BEGIN Given records

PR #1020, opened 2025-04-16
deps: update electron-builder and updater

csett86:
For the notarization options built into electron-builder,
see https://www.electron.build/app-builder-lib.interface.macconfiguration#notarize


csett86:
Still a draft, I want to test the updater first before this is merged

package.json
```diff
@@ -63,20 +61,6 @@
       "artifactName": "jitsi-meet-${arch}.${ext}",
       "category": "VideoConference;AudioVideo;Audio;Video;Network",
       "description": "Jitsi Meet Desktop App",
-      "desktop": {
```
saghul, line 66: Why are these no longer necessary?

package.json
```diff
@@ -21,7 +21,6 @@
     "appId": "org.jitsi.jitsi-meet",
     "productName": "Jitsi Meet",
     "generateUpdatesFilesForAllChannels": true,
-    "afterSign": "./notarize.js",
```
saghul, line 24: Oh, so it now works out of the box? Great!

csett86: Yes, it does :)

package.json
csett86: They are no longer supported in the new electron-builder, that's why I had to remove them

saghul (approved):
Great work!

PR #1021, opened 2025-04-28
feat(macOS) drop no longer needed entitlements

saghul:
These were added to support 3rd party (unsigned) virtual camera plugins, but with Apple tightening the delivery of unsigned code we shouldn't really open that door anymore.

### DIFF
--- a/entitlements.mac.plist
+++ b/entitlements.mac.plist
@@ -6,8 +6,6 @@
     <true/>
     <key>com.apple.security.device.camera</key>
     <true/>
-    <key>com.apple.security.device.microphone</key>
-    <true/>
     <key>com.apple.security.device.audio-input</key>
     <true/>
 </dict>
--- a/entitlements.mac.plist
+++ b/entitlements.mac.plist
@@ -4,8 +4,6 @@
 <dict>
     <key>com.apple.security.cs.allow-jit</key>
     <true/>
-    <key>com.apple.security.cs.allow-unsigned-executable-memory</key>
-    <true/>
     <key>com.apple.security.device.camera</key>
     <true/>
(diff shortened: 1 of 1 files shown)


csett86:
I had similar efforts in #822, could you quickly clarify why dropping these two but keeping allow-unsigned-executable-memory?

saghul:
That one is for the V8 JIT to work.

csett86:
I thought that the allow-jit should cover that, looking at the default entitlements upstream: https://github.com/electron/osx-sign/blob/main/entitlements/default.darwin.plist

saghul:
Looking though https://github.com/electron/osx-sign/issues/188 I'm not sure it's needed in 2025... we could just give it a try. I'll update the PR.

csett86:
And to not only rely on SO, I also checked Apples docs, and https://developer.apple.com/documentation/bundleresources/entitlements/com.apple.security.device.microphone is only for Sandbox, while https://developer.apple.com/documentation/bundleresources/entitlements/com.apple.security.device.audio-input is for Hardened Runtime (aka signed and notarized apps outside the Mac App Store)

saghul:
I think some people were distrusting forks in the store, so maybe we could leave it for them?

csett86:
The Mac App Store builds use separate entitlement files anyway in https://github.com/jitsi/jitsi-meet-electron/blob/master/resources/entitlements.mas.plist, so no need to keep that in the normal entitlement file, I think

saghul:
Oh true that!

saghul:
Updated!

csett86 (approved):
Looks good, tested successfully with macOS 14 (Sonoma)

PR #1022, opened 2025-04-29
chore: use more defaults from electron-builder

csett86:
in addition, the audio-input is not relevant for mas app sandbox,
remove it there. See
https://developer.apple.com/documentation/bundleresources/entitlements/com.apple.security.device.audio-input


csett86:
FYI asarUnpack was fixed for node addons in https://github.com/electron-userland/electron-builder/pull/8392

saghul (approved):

END Given records
BEGIN Given records

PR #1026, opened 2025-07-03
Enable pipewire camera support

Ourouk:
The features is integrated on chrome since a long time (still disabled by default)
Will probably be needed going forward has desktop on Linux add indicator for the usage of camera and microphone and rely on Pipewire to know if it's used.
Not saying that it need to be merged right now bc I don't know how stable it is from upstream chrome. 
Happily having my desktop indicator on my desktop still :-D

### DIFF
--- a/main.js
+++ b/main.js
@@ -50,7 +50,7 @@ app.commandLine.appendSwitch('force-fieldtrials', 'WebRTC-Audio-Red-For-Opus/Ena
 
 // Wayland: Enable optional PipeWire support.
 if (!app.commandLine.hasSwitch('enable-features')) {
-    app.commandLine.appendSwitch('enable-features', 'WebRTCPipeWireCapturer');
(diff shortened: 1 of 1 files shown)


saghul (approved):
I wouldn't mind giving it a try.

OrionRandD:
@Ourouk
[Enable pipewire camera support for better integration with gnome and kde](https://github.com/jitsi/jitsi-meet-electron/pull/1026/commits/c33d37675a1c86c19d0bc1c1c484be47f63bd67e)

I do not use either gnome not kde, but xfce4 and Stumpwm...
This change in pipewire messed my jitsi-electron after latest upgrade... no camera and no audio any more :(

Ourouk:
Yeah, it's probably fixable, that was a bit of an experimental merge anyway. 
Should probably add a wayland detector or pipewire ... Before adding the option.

END Given records
BEGIN Given records

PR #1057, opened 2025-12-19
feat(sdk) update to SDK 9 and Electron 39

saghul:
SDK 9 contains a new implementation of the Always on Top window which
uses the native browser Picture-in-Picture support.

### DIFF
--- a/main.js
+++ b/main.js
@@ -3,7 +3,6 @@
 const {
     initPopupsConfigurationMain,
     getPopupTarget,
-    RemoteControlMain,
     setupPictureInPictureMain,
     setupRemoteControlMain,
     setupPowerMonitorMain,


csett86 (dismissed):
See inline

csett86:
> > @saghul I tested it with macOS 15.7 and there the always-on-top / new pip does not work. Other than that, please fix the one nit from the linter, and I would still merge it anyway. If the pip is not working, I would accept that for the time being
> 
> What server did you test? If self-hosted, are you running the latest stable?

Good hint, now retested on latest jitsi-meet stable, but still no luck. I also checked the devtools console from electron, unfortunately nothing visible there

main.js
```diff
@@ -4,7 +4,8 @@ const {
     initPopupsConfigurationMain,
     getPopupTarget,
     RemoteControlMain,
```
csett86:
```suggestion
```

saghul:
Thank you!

END Given records

Work required ▸ Take the word "gnome" and find each line of the material that contains it. Copy those lines.

Result of the exercise ▸
[Enable pipewire camera support for better integration with gnome and kde](https://github.com/jitsi/jitsi-meet-electron/pull/1026/commits/c33d37675a1c86c19d0bc1c1c484be47f63bd67e)
I do not use either gnome not kde, but xfce4 and Stumpwm...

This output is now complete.